THE heaviest rainfall in over a century caused massive flooding across the Indian state of Tamil Nadu, driving thousands from their homes, shutting auto factories and paralyzing the airport in the state capital Chennai.

The national weather office predicted three more days of torrential downpours in the southern state of nearly 70 million people.

“There will be no respite,” Laxman Singh Rathore of the India Meteorological Department told reporters yesterday.

No deaths were reported in the latest floods, but since heavy rain set in on November 12 there have been 150 deaths in Tamil Nadu. More than 200 people were critically injured over the past 24 hours in Chennai, a senior home ministry official said.

Prime Minister Narendra Modi has blamed climate change for the deluge, injecting urgency into the debate at global climate talks in Paris and highlighting the vulnerability of tropical nations to extreme weather.

Physician Rupam Choudhury said he and a friend had to wade through neck-deep water to reach high ground from where an army truck brought him to his hospital in the heart of Chennai.

Dr A Ramachandran's Diabetes Hospital was running out of oxygen for patients and diesel for power generators, he said by telephone.

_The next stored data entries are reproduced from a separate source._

PR #3609, opened 2022-06-03
add poi, orientation and x,y,z rotate

kyouryuukunn:
I added point of interest, orientation and x,y,zrotate transform properties like AfterEffect.

I think matrixtransform is flexible but complex.
It is difficult to rotate the camera or an image keeping that coordinates.
It is impossible to change an element separately. For example, changing x rotate during looping changing z rotate.

I added below properties like AfterEffect.

.. transform-property:: poi

    :type: (float, float, float)
    :default: None

    This gives the position of the point of interest. the camera or an image
    are rotated then face that point evenif that pos or zpos are changed.

.. transform-property:: orientation

    :type: (float, float, float)
    :default: None

    This rotates an image or the camera without change these position. Only the
    camera rotates in z, y, x order for convenience.

    The difference between orientation and xrotate, yrotate or zrotate are the
    way of interpolation.  orientation rotates through the shortest root.

.. transform-property:: xrotate

    :type: float
    :default: None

Most mobile networks were down in the city and food supplies running low.

Chennai, India’s fourth most populous city, is a major auto manufacturing and IT outsourcing hub. Ford Motor, Daimler, Hyundai and Nissan told workers to stay at home, while United States-listed outsourcing firm Cognizant shut its 11 local offices.

Airlines suspended flights into Chennai’s flooded international airport, causing wider disruption to air travel.

“The biggest challenge is to find a way to clear the inundated airport and main roads,” said Anurag Gupta at the National Disaster Management Authority (NDMA) in New Delhi.

Passengers stranded at the airport said they did not know when they would be able to fly, or where to stay if they could not. “All of us here are getting agitated because none of the hotels nearby are vacant. Where do we go?” traveler Vinit Jain said.In a limited initial relief effort, four helicopters dropped food, water and medicines, while fishing boats commandeered by the military were collecting stranded residents. A major relief effort by 5,000 soldiers was promised within 24 hours.

“The entire state machinery has collapsed. Most officials are forced to sit at home. It’s a very frustrating situation,” said a home ministry official, who spoke on condition of anonymity.

Weather experts say the seasonal northeast monsoon was responsible for the flooding in the city of six million, but was amplified this year by El Nino.